*** Block opens ***

PR #3428, opened 2022-02-03
FontComboBox

Windchild292:
This adds a custom ComboBox that handles Font selection. It's an accessibility change as this makes it possible for users to customize fonts, which is crucial for Dyslexia support. I'll start implementing this by handling https://github.com/MegaMek/mekhq/issues/3097.

### DIFF
--- a/megamek/src/megamek/client/ui/comboBoxes/FontComboBox.java
+++ b/megamek/src/megamek/client/ui/comboBoxes/FontComboBox.java
@@ -37,9 +37,9 @@ public class FontComboBox extends MMComboBox<FontDisplay> {
             public Component getListCellRendererComponent(final JList<?> list, final Object value,
                                                           final int index, final boolean isSelected,
                                                           final boolean cellHasFocus) {
-                final JLabel label = (JLabel) super.getListCellRendererComponent(list, value, index, isSelected, cellHasFocus);
+                super.getListCellRendererComponent(list, value, index, isSelected, cellHasFocus);
                 if (value instanceof FontDisplay) {
-                    label.setFont(((FontDisplay) value).getFont());
+                    setFont(((FontDisplay) value).getFont());
                     list.setToolTipText(value.toString());
                 }
                 return this;
--- a/megamek/src/megamek/client/ui/comboBoxes/FontComboBox.java
+++ b/megamek/src/megamek/client/ui/comboBoxes/FontComboBox.java
@@ -1,0 +1,56 @@
+/*
+ * Copyright (c) 2022 - The MegaMek Team. All Rights Reserved.
+ *
+ * This file is part of MegaMek.
+ *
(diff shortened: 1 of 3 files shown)


megamek/src/megamek/client/ui/comboBoxes/FontComboBox.java
```diff
@@ -0,0 +1,56 @@
...
+            @Override
+            public Component getListCellRendererComponent(final JList<?> list, final Object value,
+                                                          final int index, final boolean isSelected,
+                                                          final boolean cellHasFocus) {
+                final JLabel label = (JLabel) super.getListCellRendererComponent(list, value, index, isSelected, cellHasFocus);
+                if (value instanceof FontDisplay) {
+                    label.setFont(((FontDisplay) value).getFont());
+                    list.setToolTipText(value.toString());
+                }
+                return this;
```
SJuliez, line 45: This looks strange because you work on "label" but return "this". I think this does work but it looks off. Maybe return label here. Although I'd even prefer leaving away the "label = " in line 40 and the "label." in l. 42 and keeping the return this.

megamek/src/megamek/client/ui/comboBoxes/FontComboBox.java
```diff
@@ -0,0 +1,56 @@
...
+            }
+        });
+        addActionListener(evt -> {
+            final FontDisplay fontDisplay = getSelectedItem();
+            if (fontDisplay != null) {
+                setFont(fontDisplay.getFont());
+            }
+        });
+    }
```
SJuliez, line 54: Puh maybe I get this wrong from looking at code but the FontComboBox looks like it should write each font name in its own font which is good so you dont accidentally choose Symbol. But Im not sure what the actionlistener is doing here cause the font writing wouldnt change... or would it?

SJuliez (approved):
Im very ok with changing fonts! One comment, one question.

megamek/src/megamek/client/ui/comboBoxes/FontComboBox.java
Windchild292: This changes the font for the actual ComboBox, while the list cell renderer handles it for selection.
image
instead of
image

megamek/src/megamek/client/ui/comboBoxes/FontComboBox.java
Windchild292: Removed the label and just used setFont, which works perfectly.

megamek/src/megamek/client/ui/comboBoxes/FontComboBox.java
SJuliez: Ahh, ok! Then all good.

Windchild292:
I'm merging this enhancement as it is completely unused at this time, and thus is fine for 0.49.7.

PR #3431, opened 2022-02-04
MUL ID

SJuliez:
Adds the MUL ID to Entity and BLK/MTF files.
Also adds a hyperlink to our MechViews leading to the MUL page of that unit, when a MUL ID is available.
Best look at the commits separately as some contain several thousand unit files.


megamek/src/megamek/common/MechView.java
```diff
@@ -1336,6 +1345,30 @@ public String toHTML() {
             return value + "<br/>\n";
         }
     }
+
+    /**
+     * Displays a hyperlink. Does not add a line break after itself.
+     */
+    private static class HyperLinkElement implements ViewElement {
+
+        private final String adress;
```
Windchild292, line 1356: I think you mean address 😉

megamek/src/megamek/common/MechView.java
```diff
@@ -252,6 +252,8 @@ public MechView(final Entity entity, final boolean showDetail, final boolean use
                     Messages.getString("MechView.Source")));
             if (!entity.getSource().isEmpty()) {
                 sHead.add(new LabeledElement("", entity.getSource()));
+            } else {
+                sHead.add(new LabeledElement("", "(unkown)"));
```
Windchild292, line 256: It should be "unknown", not "unkown"

megamek/src/megamek/common/MechView.java
```diff
@@ -245,11 +245,20 @@ public MechView(final Entity entity, final boolean showDetail, final boolean use
         if (useAlternateCost && entity.getAlternateCost() > 0) {
             cost = entity.getAlternateCost();
         }
-        sHead.add(new LabeledElement(Messages.getString("MechView.Cost"),//
+        sHead.add(new LabeledElement(Messages.getString("MechView.Cost"),
                 dFormatter.format(cost) + " C-bills"));
-        if (!entity.getSource().isEmpty()) {
-            sHead.add(new LabeledElement(Messages.getString("MechView.Source"), entity.getSource()));//
+        if (entity.hasMulId()) {
+            sHead.add(new HyperLinkElement("http://www.masterunitlist.info/Unit/Details/" + entity.getMulId(),
```
Windchild292, line 251: The actual link should probably be a MMConstant.

Windchild292 (commented):
A pair of spelling mistakes and a suggestion for the location of a constant. Other than that, I'm good with the code for this PR.

megamek/src/megamek/common/MechView.java
SJuliez: indeed :)

megamek/src/megamek/common/MechView.java
SJuliez: I must have been really tired and impatient...

megamek/src/megamek/common/MechSummary.java
```diff
@@ -118,6 +119,8 @@ public String getModel() {
         return (m_sModel);
     }
 
+    public int getMulId() { return mulId; }
```
Windchild292, line 122: We don't do single line getters...

Windchild292 (commented):
Just one style issue to fix

HammerGS:
I've sent Juliez an excel sheet with another 450 odd matches to the MUL. Testing the branch I haven't seen any issues and think this should be considered for 49.7 depending on those new matches.

megamek/src/megamek/common/MechSummary.java
SJuliez: lol this was an IntelliJ auto-add

SJuliez:
Very nice! Of the 7016 units that can possibly have a MUL ID 6626 now have one, leaving 390 units without. 245 of those are Infantry that may not have a corresponding MUL entry. Of the remaining 145, 62 are Aero, 40 are Meks. So there's really only a handful of entries missing.

Concerning merging this, I'd prefer making informed decisions rather than following some rule. This PR changes thousands of unit files of which I've only really tested or looked at a few. It also changes the unit loading and saving code and makes the units not-backward-compatible (this is something that I could actually reverse, thinking about it now. I was doing what had been done in the past with other changes to mtf but it's not actually necessary). I'd consider this a very dangerous PR to merge because if it breaks something it's going to break it real hard.

SJuliez:
Next round! Down to 226 of 7016 units (not unofficial, not Gun Emplacement) without MUL ID (27 Meks, 13 Aero, 167 Infantry, no PM, and 19 Tanks)

HammerGS:
We've got unit files conflicting as I fixed them in master.

PR #3446, opened 2022-02-13
Adding the Legendary SkillLevel

Windchild292:
This is part 1 of handling https://github.com/MegaMek/mekhq/issues/3111, and was a tier I missed when adding the enum.

This requires and is required by https://github.com/MegaMek/mekhq/pull/3116


SJuliez (approved):
Legen... wait for it

PR #3451, opened 2022-02-17
Properly Treating Blank Passwords as not being Passwords

Windchild292:
This fixes a bug I found while working on #3450


SJuliez (approved):
This kinda precludes using three blanks as a password but I guess that's not a bad idea.

PR #3463, opened 2022-02-23
Standardized Code Utilities

Windchild292:
This creates a suite setup for Java code simplification utilities.

It requires https://github.com/MegaMek/mekhq/pull/3134 because it moves some current functionality.


megamek/src/megamek/common/util/StringUtil.java
```diff
@@ -1,33 +1,26 @@
...
+import megamek.common.preference.PreferenceManager;
+
 import java.time.LocalDateTime;
 import java.time.format.DateTimeFormatter;
-import java.util.Comparator;
 import java.util.Vector;
 
-import megamek.common.preference.PreferenceManager;
-
 public class StringUtil {
```
SJuliez, line 23: Surprise, I had expected for this to be deleted and integrated into StringUtility. Not good?

SJuliez (approved):
Quick question, but otherwise all good.

megamek/src/megamek/common/util/StringUtil.java
Windchild292: I took the most useful suite-wide methods from the two utilities and moved them into the new utilities setup. I'm going to investigate what's left here and MekHQ's Utilities to see if their functionality can be moved or removed, but felt that would be best left for its own PR.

*** Block closes ***

Across the entries above, find the lines with the string "showDetail" and copy them.

@@ -252,6 +252,8 @@ public MechView(final Entity entity, final boolean showDetail, final boolean use
@@ -245,11 +245,20 @@ public MechView(final Entity entity, final boolean showDetail, final boolean use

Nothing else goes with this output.